Digital natives certainly aren’t alone in posting photos, videos and online journals from their own social media accounts. While it might be easier for someone who grew up with the technology to post a fully captioned photo that tags five friends or colleagues, the consequences seem to vary more by the reach of the social profile in question than demographic factors. These consequences can range from varying degrees of embarrassment to ostracization and severe career impact. Sharing photos, videos and inner thoughts seemed like a good idea at the time — just like sharing SSNs, driver’s license numbers and phone numbers did before.

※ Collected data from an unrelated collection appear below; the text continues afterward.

Issue #878, opened 2023-08-20
Show overridden personal secrets in overview page


decarbonise:
Currently, when viewing secrets in the overview page, the underlying value of secrets is shown and any overrides by personal values is ignored. We should:

1) Put the overridden secret icon in the grid of ticks and crosses where there is a secret that has been overwritten by a personal value, so that it is possible to easily identify overridden secrets. This is particularly necessary when quickly debugging secrets retrieval where results differ from expectations due to overridden secrets.

2) Show the overridden secret value when viewing the secret, the same as how it appears on the environment page when viewing a secret. This allows us to quickly see and edit personal secret overrides

SMLukwiya:
Working on this!🙂

Devmoni:
I've started implementing this and have covered part of the functionality mentioned.

Attached is a screenshot of the current output based on my understanding of the issue.

<img width="1536" height="482" alt="Image" src="https://github.com/user-attachments/assets/6507d0ef-33a8-4c4e-90dd-6e546a3810b4" />

Would appreciate any feedback , am I heading in the right direction? Let me know if there's anything I might have missed or could improve.

Thanks!

@decarbonise

akhilmhdh:
This has been implemented in our new dashboard revamp. Closing this issue.

PR #915, opened 2023-08-30
feat: show overridden secrets in overview

montocoder:
# Description 📣

This PR enhances the "secrets overview page" to display overridden personal secret values and introduces an "overridden secret" icon in the overview grid.

Related Issue: [#878](https://github.com/Infisical/infisical/issues/878)

Demo: https://share.vidyard.com/watch/BV36qSqheWdwNdAEpaietE?

## Type ✨

- [ ] Bug fix
- [x] New feature
- [ ] Breaking change
- [ ] Documentation

# Tests 🛠️

1. Navigate to secret environment page
2. Create a secret and save
3. Mark the secret as "overridden" and change value of the secret to a personal overridden value
4. Navigate back to the "secret overview" page and the value should indicate overridden and show the overridden value.

---

- [x] I have read the [contributing guide](https://infisical.com/docs/contributing/overview), agreed and acknowledged the [code of conduct](https://infisical.com/docs/contributing/code-of-conduct). 📝](https://share.vidyard.com/watch/BV36qSqheWdwNdAEpaietE?)


frontend/src/views/SecretOverviewPage/components/SecretOverviewTableRow/SecretOverviewTableRow.tsx
```diff
@@ -81,6 +86,11 @@ export const SecretOverviewTableRow = ({
                       <FontAwesomeIcon icon={faCircle} />
                     </Tooltip>
                   )}
+                  {isOverridden && (
```
akhilmhdh, line 89: So now how will the user's remove the override here

frontend/src/views/SecretOverviewPage/components/SecretOverviewTableRow/SecretOverviewTableRow.tsx
```diff
@@ -5,14 +5,16 @@ import {
...
+  faXmark,
+  faCodeBranch
 } from "@fortawesome/free-solid-svg-icons";
 import { FontAwesomeIcon } from "@fortawesome/react-fontawesome";
 import { twMerge } from "tailwind-merge";
 
 import { Button, TableContainer, Td, Tooltip, Tr } from "@app/components/v2";
 import { useToggle } from "@app/hooks";
 import { DecryptedSecret } from "@app/hooks/api/secrets/types";
+import { SecretActionType } from "@app/views/DashboardPage/DashboardPage.utils";
```
akhilmhdh, line 17: Kindly define it again here again rather than importing from another page as each page is independent

akhilmhdh (changes requested):

frontend/src/views/SecretOverviewPage/components/SecretOverviewTableRow/SecretOverviewTableRow.tsx
SMLukwiya: Thanks for the feedback.
I think the issue was just about displaying it. It's possible to remove the override in the detailed view.

> Put the overridden secret icon in the grid of ticks and crosses where there is a secret that has been overwritten by a personal value, so that it is possible to easily identify overridden secrets.

frontend/src/views/SecretOverviewPage/components/SecretOverviewTableRow/SecretOverviewTableRow.tsx
SMLukwiya: Implemented

frontend/src/views/SecretOverviewPage/components/SecretOverviewTableRow/SecretOverviewTableRow.tsx
akhilmhdh: Hey @SMLukwiya 

The overview page has a edit functionality where user's can edit and save secret. Now even thought your displaying it, when user's edit it your not handling the case where its editing the general or the override value. 

This will make user's confused. So requesting to implement secret override CRUD like dashboard here as well please. We cannot merge without that as this is more confusing for users

SMLukwiya: got it, looking into it.

SMLukwiya: Hey @akhilmhdh, I noticed the behavior in V3 of the api, where deleting an override from the overview page works but reverts the secret to the original value, and deleting the original secret removes the secret from an environment all together. In the dashboard, deleting an override behaves the same as deleting the original secret. Is this difference the current expected behavior? You can view this attachment of the current approach [short video](https://share.vidyard.com/watch/hScpupPjxatqyqvGoVduZ9?)

lokesh3097:
Hi everyone!

Is there any update regarding this PR or the issue #878? Is somebody still working on the issue?

Thanks!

Data Privacy Expectations Are Rapidly Evolving
Our collective attitude toward data privacy is changing as we learn more about how maintaining data privacy is both desirable and difficult. We are now more attuned to the effects of sharing and the consequences of subtle privacy violations. In short, we’re in an era of rapidly evolving data privacy expectations. We’re increasingly turning to regulators to help us corral entities who would sell pieces of our information that we wouldn’t necessarily share on our own. Partly due to the experiences of digital natives, we are reconsidering the rules of data sovereignty.
As the consequences of data sharing become more evident (think public shaming versus identity theft) and long-lasting (searches often expose events going back decades), we are recognizing that our online images and thoughts can define us and should be owned by us, regardless of whether we fully understood the impact of sharing them. If a musical group can stop a political campaign from using its song or an actor can stop a merchant from using their image in an advertisement, it is my opinion that each of us should be able to determine how our images and musings may be used by collectors and whether to allow their collection at all.

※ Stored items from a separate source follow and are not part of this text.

PR #932, opened 2023-09-01
Secret scanning: scan for leaked secrets in historical commits

### LINKED ISSUE #881: Add historical scan capability to github secret scanning app
### Feature description
Currently, only new commits are scanned for exposed secrets. This leaves secrets exposed in old commits hidden. Right after users add git repositories, we should iniate a scan of all available repositories.

### Why would it be useful?
This will he helpful because users can find out leaked secrets from past commits

### Additional context
The repo scan should be initiated here https://github.com/Infisical/infisical/blob/main/backend/src/ee/services/GithubSecretScanning/GithubSecretScanningService.ts#L21

The secret scanning makes use of our CLI scanning, more details about this can be found here https://infisical.com/docs/cli/scanning-overview

daninge98:
Closes #881 

# Description 📣

Currently when a user connects their Github account to Infisical, we start scanning every future commit to see if there are any leaked secrets as part of that commit, but we don't look for leaked secrets in historical commits (i.e. commits made before the user started using Infisical secret scanning). This PR changes that.

Now when the user connects their repo to Infisical, we will schedule a full historical scan of their repo

## Type ✨

- [ ] Bug fix
- [x] New feature
- [ ] Breaking change
- [ ] Documentation

# Tests 🛠️

Tested locally using my own Github app.

Confirmed that after the user connects a repo, historically leaked secrets were flagged in the UI when the page was refreshed

---


daninge98:
I still need to test the email gets sent ok before merging, I will take a look at this tomorrow

maidul98:
Were you able to explore if it was possible to dowload the bare git repository without downloading the git binary into the docker image? One reason I wanted to avoid the git binary is because it makes the image a bit larger

daninge98:
> Were you able to explore if it was possible to dowload the bare git repository without downloading the git binary into the docker image? One reason I wanted to avoid the git binary is because it makes the image a bit larger

I had a look around but I couldn't work out a way to do it

maidul98 (approved):
I tested and the scan happens as expected, nice work. It would be nice if there was some visual indication that these scans were happening but this is something we can add later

The Berne Convention, which was adopted way back in 1886, established that publication alone is enough to establish a copyright. I’d assert that it’s not much of a stretch to extend that to what we publish about ourselves, whether that information is generated intentionally or as a byproduct of living in the digital age.
Should We Have Personal Sovereignty Over Our Data?
Regulators alone cannot solve this problem. It seems to me that what digital natives have asked us to do — sometimes explicitly, but often indirectly — is create the technical means to grant and revoke permission to collect, access, use and share the data we all produce.
Regulators could force each covered entity to create processes whereby current data subjects can request agency over their data privacy. New technologies could be created to encode each atomic unit of data and establish clear ownership. With options such as blockchain and smart contracts, I believe we could honor evolving data privacy expectations and enable data subjects to set or change the rules to which data brokers and users must adhere. If those parties fail to act in accordance with those rules, they could be prohibited from using that data.
Certainly, this concept has a more complex application when it comes to the digital exhaust we create (think location data and log data) as opposed to data elements that are more obviously descriptive, but this seems like more of an architectural challenge than one of scale to me. After all, we’ve managed to solve the scale problem for collection and use. As I see it, giving data subjects sovereignty over their data seems like a logical next step for our time — one that might just remain a good idea as we look back on this time years from now.